World Book Encyclopedia

World Book Day brings out bibliophiles

The phrase World Book Day is trending on social media, and bibliophiles are not hesitating to advise people to go read a book. In an age where so many read only on digital devices, it’s nice to see those old fashioned reading devices get a nod. Ironically the date for the celebration in 2018 is also the birthday and death date for one of the world’s most influential writers. 
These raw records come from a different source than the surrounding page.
PR #399, opened 2013-05-03
make nltk.tag.simplify_brown_tag not map -- to the empty string

alexrudnick:
There are some tokens in the Brown corpus with the tag `--`, and this tag gets mapped to the empty string by nltk.tag.simplify_brown_tag.

``` python
## currently gives you empty string
nltk.tag.simplify_brown_tag("--")
```

But that shouldn't be! It's getting into the branch where it checks whether there's a dash in the tag. This patch avoids that branch by just adding `--` into the Brown tag map.


stevenbird:
Thanks Alex.

PR #1455, opened 2016-08-16
deal with (hopefully) all degenerate cases

drevicko:
These are all the cases I can see where the calculations can cause an exception.

### DIFF
--- a/nltk/metrics/agreement.py
+++ b/nltk/metrics/agreement.py
@@ -312,8 +312,13 @@ class AnnotationTask(object):
 
         """
         # check for degenerate cases
+        if len(self.K)==0:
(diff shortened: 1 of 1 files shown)


drevicko:
Ok, this parses and runs with my non-degenerate data.
I also did a couple of tests with dummy data and its behaving as expected.
(does nltk have unit tests?)

dimazest:
it does! you can use tox: `tox -epy35,py27`. Alternatively you can run runtests.py inside of /nltk/test, e.g.: `python runtests.py  nltk.parse.stanford nltk.tokenize.stanford parse.doctest` (you can specify what modules and doctests to run.

stevenbird:
Thanks @drevicko!

PR #1460, opened 2016-08-29
Language Model Improvements: Negative Infinity, Unit Test Names

iliakur:
The most significant change here is that `NEG_INF` which previously was set to an arbitrary "small" number is now using Python's `float("-inf")`. I tried to add some thorough tests for the effect this would have on the different models, including unit tests of entropy/perplexity calculations, please let me know what you think.

Oh and while I was at it, I did some house-keeping in the unit tests :)

### DIFF
--- a/nltk/model/ngram.py
+++ b/nltk/model/ngram.py
@@ -11,7 +11,7 @@ from math import log
 from nltk import compat
 
 
-NEG_INF = -1e6
+NEG_INF = float("-inf")
 
 
 @compat.python_2_unicode_compatible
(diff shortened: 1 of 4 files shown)


nltk/model/ngram.py
```diff
@@ -11,7 +11,7 @@
 from nltk import compat
 
 
-NEG_INF = -1e6
+NEG_INF = float("-inf")
```
stevenbird, line 14: I seem to recall that float("-inf") didn't work on some platforms (depends on the underlying version of C). But let's hope that problem is in the past.

stevenbird:
Thanks @Copper-Head – nice to have more work on this

nltk/model/ngram.py
iliakur: I'll investigate this. Wanna be sure we at least know about these issues.

PR #1462, opened 2016-08-31
Model: Important Tests and Fixes

iliakur:
We finally have unit tests that make sure our scores/probabilities sum to 1 for a given ngram context. This was a pesky issue with the old implementation, so I'm very happy to say we now have proof this issue has been addressed. Moreover, the tests should warn us if we ever regress on this front :)

While working on this I noticed that I wasn't testing the edge case where an `NgramCounter` is initialized with an empty `NgramVocabulary`, so I fixed that.

I also noticed that when counting ngrams we were not including unigram counts of items in the context of the first ngram of a sentence.
## Update:

In addition to one minor housekeeping change, I've introduced logic that checks some properties of the `context` argument of a model's `score` method. I'd really like feedback on that!

### DIFF
--- a/nltk/model/counter.py
+++ b/nltk/model/counter.py
@@ -132,8 +132,15 @@ class NgramCounter(object):
 
         for sent in training_text:
             checked_sent = (self.check_against_vocab(word) for word in sent)
+            sent_start = True
             for ngram in self.to_ngrams(checked_sent):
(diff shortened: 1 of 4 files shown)


stevenbird:
Looks good to me, thanks @Copper-Head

Speaking of influence, if I had to praise a particular book, I’d praise a book that was originally self-published before going on to become one of the major influencers of how we construct our thoughts on paper in English. William Strunk, Jr., published his book The Elements of Style in 1919, possibly to make the lives of his students at Cornell University a little easier. None other than E. B. White studied under Strunk, and White went on to edit the editions published by a big house. Just about anyone taking an English course at a US college will encounter The Elements of Style at some point.

On the cesspool otherwise known as Twitter, many people posted titles of books they’re reading, and some asked others to list their current reading selections.
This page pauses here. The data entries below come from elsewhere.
PR #1464, opened 2016-09-02
Remove duplicates from samples in RandomProbDist

ghost:
Currently, if there are duplicates in the samples list provided to RandomProbDist's unirand method, it produces a probability distribution where the sample do not sum to one. This problem was raised [here](https://github.com/nltk/nltk/pull/375). The simplest solution is to remove duplicate from the samples list.

### DIFF
--- a/AUTHORS.md
+++ b/AUTHORS.md
@@ -202,3 +202,4 @@
 - George Berry
 - Adam Nelson
 - J Richard Snape
+- Alexander Shtyrov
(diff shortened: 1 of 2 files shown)


stevenbird:
Thanks @ashtyrov... glad to have this implementation of @kmike's [suggestion](https://github.com/nltk/nltk/pull/375#issuecomment-15539332).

I didn’t post anything there, but I will say I just finished Steve Berry’s The Bishop’s Pawn. Berry bases his books on motifs in history; this book focuses on the era of civil rights in the US and the life and death of Rev. Martin Luther King. It’s a solid book, but I didn’t get caught up in it the way I have some of Berry’s other books. I had problems with a major conclusion he came to regarding King’s death. One thing I like about Berry is that he always includes notes at the end of the book to point out what historic events are real and those that are fictionalized.

I’m also reading The Myth of the Andalusian Paradise. It’s an amazing work by Dario Fernandez-Morera, but it is slow going. The author is very thorough in his documentation, and it’s a scholarly work. It hasn’t drawn a lot of attention in what we call our popular culture because it isn’t an easy read and the research may make people uncomfortable. Americans are probably among the most illiterate in the world when it comes to world history, and this book is a great start to understanding the context of world events before the US was even founded. I highly recommend you read it.
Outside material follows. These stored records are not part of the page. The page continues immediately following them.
PR #1468, opened 2016-09-12
Fixes bug where download status not returned.

nsfabina:
Status would return None rather than True/False under certain conditions.


stevenbird:
Thanks for catching this @nsfabina.

PR #1469, opened 2016-09-13
Allow StanfordSegmenter to work for Arabic as well

aconstantin2:
- simple extension of StanfordSegmenter definition to work for Arabic as well 
- conditional unit tests in test_tokenize.py on STANFORD_SEGMENTER and STANFORD_MODELS (usually 'STANFORD_SEGMENTER + ./data/') env variables being set)


nltk/tokenize/stanford_segmenter.py
```diff
@@ -82,7 +83,8 @@ def __init__(self,
         self._encoding = encoding
         self.java_options = java_options
         options = {} if options is None else options
-        self._options_cmd = ','.join('{0}={1}'.format(key, json.dumps(val)) for key, val in options.items())
+        self._options_cmd = ','.join('{0}={1}'.format(
```
iliakur: This actually looks more ugly. I'm guessing it was autoformatted. Mind making it look nicer while being pep8-compliant?

aconstantin2: Sure thing. I didn't know how stringent pep8 compliance should be here. I can relax rules a bit.

iliakur: Oh, I have to confess I dunno if there's a linter check as part of the CI tests, but personally I am really not that big on enforcing specifically the line length limit. In this particular case, you could split the line right before `for key, val ...` and I think you might still be within 80 characters ;)

dimazest:
It's not directly relevant to your patch, but it would be nice to fix. When I run tests with 

```
tox -e py35,py27 -- nltk.tokenize.stanford_segmenter
```

I get the following error:

```
py27 runtests: commands[1] | python runtests.py nltk.tokenize.stanford_segmenter
E
ERROR: Failure: ImportError (No module named six)
  File "/Users/dimazest/Documents/qmul/tools/src/nltk/.tox/py27/lib/python2.7/site-packages/nose/loader.py", line 407, in loadTestsFromName
    module = resolve_name(addr.module)
  File "/Users/dimazest/Documents/qmul/tools/src/nltk/.tox/py27/lib/python2.7/site-packages/nose/util.py", line 312, in resolve_name
    module = __import__('.'.join(parts_copy))
  File "/Users/dimazest/Documents/qmul/tools/src/nltk/nltk/__init__.py", line 134, in <module>
    from nltk.tokenize import *
  File "/Users/dimazest/Documents/qmul/tools/src/nltk/nltk/tokenize/__init__.py", line 70, in <module>
    from nltk.tokenize.repp     import ReppTokenizer
  File "/Users/dimazest/Documents/qmul/tools/src/nltk/nltk/tokenize/repp.py", line 12, in <module>
    from six import text_type
ImportError: No module named six
```

Could you please replace `from six import text_type` with `from nltk.six import text_type` in nltk/nltk/tokenize/repp.py

nltk/test/unit/test_tokenize.py
```diff
@@ -21,3 +24,65 @@ def test_tweet_tokenizer(self):
         expected = [':', "Let's", 'test', 'these', 'words', ':', 'resumé',
                     'España', 'München', 'français']
         self.assertEqual(tokens, expected)
+
+    @skipIf(not os.environ.get('STANFORD_MODELS') or
+            not os.environ.get('STANFORD_SEGMENTER'),
+            "At least one of STANFORD_MODELS or STANFORD_SEGMENTER "
```
dimazest: do you need both or only one variable? The code requires both.

nltk/test/unit/test_tokenize.py
```diff
@@ -21,3 +24,65 @@ def test_tweet_tokenizer(self):
...
+        The Stanford Word Segmenter for Arabic and Chinese
+        """
+        from nltk.tokenize.stanford_segmenter import StanfordSegmenter
+        from nltk.internals import find_file, find_jar, find_dir
+
+        _stanford_url = 'http://nlp.stanford.edu/software'
+        _JAR = 'stanford-segmenter.jar'
+        _SLF4J = 'slf4j-api.jar'
+
+        path_to_jar = find_jar(_JAR, None, env_vars=('STANFORD_SEGMENTER',),
```
dimazest: this will fail if STANFORD_SEGMENTER is not set.

dimazest: I would try to find the jar and catch all the Lookup exceptions, if nothing can be found then I would skip the test.

nltk/test/unit/test_tokenize.py
```diff
@@ -21,3 +24,65 @@ def test_tweet_tokenizer(self):
...
+            "At least one of STANFORD_MODELS or STANFORD_SEGMENTER "
+            "environment variables is not set")
+    def test_stanford_segmenter(self):
+        """
+        The Stanford Word Segmenter for Arabic and Chinese
+        """
+        from nltk.tokenize.stanford_segmenter import StanfordSegmenter
+        from nltk.internals import find_file, find_jar, find_dir
+
+        _stanford_url = 'http://nlp.stanford.edu/software'
```
dimazest: http://nlp.stanford.edu/software seems to be down, is there another way to get models?

nltk/tokenize/stanford_segmenter.py
```diff
@@ -43,11 +46,17 @@ class StanfordSegmenter(TokenizerI):
...
+                 path_to_jar=None, path_to_slf4j=None,
+                 java_class='edu.stanford.nlp.ie.crf.CRFClassifier',
+                 path_to_model=None,
+                 path_to_sihan_corpora_dict=None,
+                 sihan_post_processing='true',
+                 keep_whitespaces='false',
+                 path_to_dict=None,
+                 encoding='UTF-8', options=None,
+                 verbose=False, java_options='-mx2g'):
+
```
dimazest: Could you please add docstring saying what `path_to_sihan_corpora_dict`, `sihan_post_processing` and `keep_whitespaces` are.

nltk/test/unit/test_tokenize.py
aconstantin2: `nlp.stanford.edu` is not responding currently. I guess it's safe to assume temporary downtime? -- http://stanfordnlp.github.io/CoreNLP/ is the only other official site I know of, but it also links back to the same domain.

nltk/test/unit/test_tokenize.py
aconstantin2: I'm a bit concerned of it starting not to look like an NLTK unit test any more. Do you know if there's a place for something like `get_stanford_segmenter(lang)` ? Maybe `unit/utils.py` ?

nltk/test/unit/test_tokenize.py
dimazest: These are the websites i've checked. Let's wait a couple of days, maybe the website wile come back.

nltk/test/unit/test_tokenize.py
dimazest: I don't know such a function.

You could move the segmenter code to the setup method to make the test code more readable.

aconstantin2: Tried to clean things up in latest commit with `StanfordSegmenter.default_config()`. The setup method & the unit tests will now call it & skip in case of LookupErrors.

nltk/test/unit/test_tokenize.py
aconstantin2: Site's back up.

nltk/tokenize/stanford_segmenter.py
aconstantin2: I'm not entirely sure of these, as they are for Chinese and I got into this because of Arabic.

From what I can see here:
https://github.com/stanfordnlp/CoreNLP/blob/master/doc/segmenter/README-Chinese.txt
https://github.com/stanfordnlp/CoreNLP/blob/master/src/edu/stanford/nlp/wordseg/ChineseStringUtils.java#L155

the `corpora_dict` is needed for the Chinese model, and `sihan_post_processing` + `keep_whitespaces` have to do with further segmenting numbers & punctuation marks, while `keeping` or collapsing whitespace.

stevenbird:
Note that the local copy of `six` is now dropped from nltk, cf https://github.com/nltk/nltk/commit/90ac1bf13f8ecd7842d9cc39970631dcbba97ea8

aconstantin2:
Please let me know this needs anything else from my side

fievelk:
@aconstantin2 I had to stop python 2.7 tests related to your PR on our CI. They have been running for 21 hours and could not complete. Did you successfully run tests on your local machine using `tox`?

image

fievelk:
I think that the problem was related to the fact that your previous commit was pushed before you got up to date with the develop branch.

alvations:
[CI: retest]

aconstantin2:
Build times out for py27 after 30 minutes and is marked as Failed. Locally it finishes just fine with `tox`. I got the up-to-date develop branch beforehand. @fievelk or anyone, please advise.

alvations:
[CI: retest]

stevenbird:
[CI: retest]

stevenbird:
[CI: retest]

stevenbird:
@aconstantin2 – tests are clean now, for reasons that are not clear. Sorry this missed 3.2.3. I hope we get another release done within a couple of months.

stevenbird:
Released!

Another book I’m making my way through is Secret Empires (Peter Schweizer). The book is an expose´ on corruption in Washington. Members of both major political parties are complicit. You may be shocked by the depth of this corruption and by the fact many in media on both sides of the aisle have refused to cover the astounding arrogance of the political class in using power for personal profit.

I also read a lot of poetry. Of late, I’ve revisited poems by Kim Addonizio, James Dickey, Mary Oliver, and many others. Via Facebook I discovered poet Tom Hunley and reconnected with Jennifer Reeser. These are but a few of the poets I enjoy—there are many others like Rod Borisade who haven’t yet published a book of their poems.

As I scrolled through social media comments about World Book Day, I thought about one of the most influential writers of all time. April 23 is the date we mark for William Shakespeare’s birth and death. It’s also the birthdate of a dear friend of mine who has passed on. He wasn’t a writer, but we used to joke about his sharing a birth date with The Bard.

Recently when I was doing some spring cleaning, I was boxing up books to donate to charity and culling out books I wanted to keep. I realized that so many of the books I cherish were written years (some even a century) ago. My husband told me I needed to do something about my book addiction.

I told him I can’t. Every day is World Book Day for me. A book was one of the first things my mother put into our hands. I still have a number of books from my childhood, among them a set of leather bound World Book Encyclopedias. My mother worked a blue collar job, saving her money to buy us those books. She did many things right for her children. That was one of the most important.

What are you reading?

(Kay B. Day/April 23, 2018)

 

One comment

  1. Consider the “Dear Poet project on the Academy of American Poets website. There are videos of poets reading their poems. Students listen and then you discuss the poems. They then write to one of the poets. Some letters are answered or posted on their website. My 5th and 6th grade Gifted kids love it but it”s for grades 5-12.
    [Link to third party site unrelated to the arts deleted by editor.]